- _Goal of the exercise_
Exactly reproduce the lines from the top of the entries below through the line containing "### Why is this needed?", with both ends included.
Exercise materials below:
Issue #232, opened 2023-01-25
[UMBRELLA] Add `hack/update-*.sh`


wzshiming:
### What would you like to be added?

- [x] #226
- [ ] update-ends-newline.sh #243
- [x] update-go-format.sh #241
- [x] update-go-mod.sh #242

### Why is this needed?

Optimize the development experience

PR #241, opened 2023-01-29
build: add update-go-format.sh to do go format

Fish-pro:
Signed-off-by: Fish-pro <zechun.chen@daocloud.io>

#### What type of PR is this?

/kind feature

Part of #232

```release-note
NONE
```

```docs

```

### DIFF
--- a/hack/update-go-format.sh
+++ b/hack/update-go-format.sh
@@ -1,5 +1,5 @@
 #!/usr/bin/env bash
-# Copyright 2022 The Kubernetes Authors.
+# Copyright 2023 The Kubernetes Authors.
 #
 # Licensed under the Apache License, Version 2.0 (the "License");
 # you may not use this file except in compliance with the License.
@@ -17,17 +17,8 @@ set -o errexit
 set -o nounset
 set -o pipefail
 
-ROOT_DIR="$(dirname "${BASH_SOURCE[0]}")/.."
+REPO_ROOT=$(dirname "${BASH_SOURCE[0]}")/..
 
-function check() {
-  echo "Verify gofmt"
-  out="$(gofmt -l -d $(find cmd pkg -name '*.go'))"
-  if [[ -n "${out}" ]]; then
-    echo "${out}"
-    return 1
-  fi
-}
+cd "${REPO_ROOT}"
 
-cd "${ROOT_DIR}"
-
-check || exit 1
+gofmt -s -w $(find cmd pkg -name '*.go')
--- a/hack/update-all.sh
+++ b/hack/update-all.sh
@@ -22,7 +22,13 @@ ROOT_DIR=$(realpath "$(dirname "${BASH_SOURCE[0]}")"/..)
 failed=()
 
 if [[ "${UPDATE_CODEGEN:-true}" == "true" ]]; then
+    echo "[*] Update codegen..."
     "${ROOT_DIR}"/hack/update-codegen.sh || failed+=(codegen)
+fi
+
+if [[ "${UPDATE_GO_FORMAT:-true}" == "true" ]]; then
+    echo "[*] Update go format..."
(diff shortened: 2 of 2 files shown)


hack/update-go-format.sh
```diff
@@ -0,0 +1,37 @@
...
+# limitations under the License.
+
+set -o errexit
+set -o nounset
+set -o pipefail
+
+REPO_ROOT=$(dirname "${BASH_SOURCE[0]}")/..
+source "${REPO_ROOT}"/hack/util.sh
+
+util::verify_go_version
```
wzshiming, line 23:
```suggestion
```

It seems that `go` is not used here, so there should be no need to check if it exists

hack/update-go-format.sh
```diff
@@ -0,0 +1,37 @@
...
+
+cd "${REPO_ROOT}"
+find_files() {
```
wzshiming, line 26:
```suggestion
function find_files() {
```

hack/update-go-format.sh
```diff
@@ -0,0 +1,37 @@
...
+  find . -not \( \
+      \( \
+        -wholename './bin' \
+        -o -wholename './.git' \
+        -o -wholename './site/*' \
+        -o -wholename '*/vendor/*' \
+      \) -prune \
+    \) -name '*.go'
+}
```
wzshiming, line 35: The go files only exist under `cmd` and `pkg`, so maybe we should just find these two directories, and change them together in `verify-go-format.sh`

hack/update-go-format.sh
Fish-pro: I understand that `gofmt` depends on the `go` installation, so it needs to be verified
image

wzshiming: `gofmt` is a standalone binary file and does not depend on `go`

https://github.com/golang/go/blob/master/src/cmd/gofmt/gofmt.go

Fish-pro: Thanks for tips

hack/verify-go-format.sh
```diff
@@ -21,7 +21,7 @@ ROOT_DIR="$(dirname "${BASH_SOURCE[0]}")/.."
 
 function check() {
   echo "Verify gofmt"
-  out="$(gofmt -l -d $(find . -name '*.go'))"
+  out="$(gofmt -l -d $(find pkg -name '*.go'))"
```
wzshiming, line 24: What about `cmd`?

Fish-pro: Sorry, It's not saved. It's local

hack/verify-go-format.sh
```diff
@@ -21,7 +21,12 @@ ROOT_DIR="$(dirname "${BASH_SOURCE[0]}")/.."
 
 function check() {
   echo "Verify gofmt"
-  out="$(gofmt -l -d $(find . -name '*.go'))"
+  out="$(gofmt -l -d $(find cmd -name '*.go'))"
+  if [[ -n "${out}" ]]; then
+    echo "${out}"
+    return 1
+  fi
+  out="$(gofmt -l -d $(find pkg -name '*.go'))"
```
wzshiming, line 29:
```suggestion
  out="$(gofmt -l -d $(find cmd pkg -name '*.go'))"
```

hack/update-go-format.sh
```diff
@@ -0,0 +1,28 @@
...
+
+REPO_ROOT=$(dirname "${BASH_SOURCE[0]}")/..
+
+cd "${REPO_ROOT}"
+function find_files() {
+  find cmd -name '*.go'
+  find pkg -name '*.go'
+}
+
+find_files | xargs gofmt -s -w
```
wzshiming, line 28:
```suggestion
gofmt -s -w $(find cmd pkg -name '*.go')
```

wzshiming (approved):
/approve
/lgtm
End of Exercise materials.
- _Solution to the exercise_
Issue #232, opened 2023-01-25
[UMBRELLA] Add `hack/update-*.sh`


wzshiming:
### What would you like to be added?

- [x] #226
- [ ] update-ends-newline.sh #243
- [x] update-go-format.sh #241
- [x] update-go-mod.sh #242

### Why is this needed?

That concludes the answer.